入り口近くには、警備のために銃を構えた兵が数人立っており、道行く人々が横目で
見ながら通り過ぎていく。
トレントに気づき、直立不動の姿勢をとりながら敬礼する兵たちに返礼しながら、
彼女は宿の中へと入っていった。
ギシギシと音を立てる階段。いまにも踏み抜きそうな場所を避け、なるべく端の方を選んでトレントは三階を目指した。
ようやく目的の階というところで、靴のかかとが出っ張っていた釘に引っかかり、トレントはバランスを崩してしまう。

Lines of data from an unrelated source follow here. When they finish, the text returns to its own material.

PR #763, opened 2015-10-09
Feature/enum sorting

jakubneubauer:
For remote components: values of enumeration properties shown in combo-box were not sorted. So now either the enum class implements Comparable, or it is sorted by name.


engine/core/src/main/java/org/datacleaner/descriptors/EnumerationValue.java
```diff
@@ -59,13 +59,14 @@ public EnumerationValue(Enum<?> value) {
...
             name = ((HasName) enumValue).getName();
+            if(name == null) { name = ""; }
         } else {
             name = value.toString();
         }
     }
 
     /** Available only if this object represents a Java enum value */
-    public Enum<?> asJavaEnum() {
+    public Enum asJavaEnum() {
```
kaspersorensen: Why degrading to raw type here?

monitor/services/src/main/java/org/datacleaner/monitor/server/components/ComponentHandler.java
```diff
@@ -89,7 +91,6 @@
     public ComponentHandler(DataCleanerConfiguration dcConfiguration, String componentName) {
         _dcConfiguration = dcConfiguration;
         _componentName = componentName;
-        _stringConverter = new StringConverter(dcConfiguration);
```
kaspersorensen: I kinda liked that it was final. What's keeping us going back and forward here?

engine/core/src/main/java/org/datacleaner/descriptors/ClasspathScanDescriptorProvider.java
```diff
@@ -611,7 +611,7 @@ public ClasspathScanDescriptorProvider addAnalyzerClass(Class<? extends Analyzer
             try {
                 descriptor = Descriptors.ofAnalyzer(clazz);
                 _analyzerBeanDescriptors.put(clazz.getName(), descriptor);
-            } catch (Exception e) {
+            } catch (Throwable e) {
```
kaspersorensen: Catching throwable is something to be careful with... Difference from Exception is just errors which you cannot recover from (OOM, StackOverflow etc). Why is it needed?

monitor/services/src/main/java/org/datacleaner/monitor/server/components/ComponentHandler.java
jakubneubauer: using non-final so it can be lazy-created in getter. Avoids creation of the string converter for simple cases, e.g. when property is simple string value.

engine/core/src/main/java/org/datacleaner/descriptors/ClasspathScanDescriptorProvider.java
jakubneubauer: Well, I encountered a case where analyzing a transformer/analyzer class with reflection caused NoClassDefFoundError. It was actually because some .jar files on classpath were in older version because of dependencies conflicts.
Your notice  is generally good, but in this case no recovery is done. DataCleaner just logs a problem that it cannot create descriptor for a component and goes on. Logging also errors is ok in this case in my opinion.

jakubneubauer: will change the catch block to catch specific error class only.

jakubneubauer:
Reviewed with @jhorcicka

思わず手を伸ばすが、残念なことに掴んだとたん、本来の使命を全うする間もなく、
手すりは鈍い音を立て折れてしまった。
「痛ぅ……もうっ!」
ふだんはあまり、喜怒哀楽といった感情を表に出さないトレントだったが、しこたま壁に頭をぶつけてしまっては、そうもいかないだろう。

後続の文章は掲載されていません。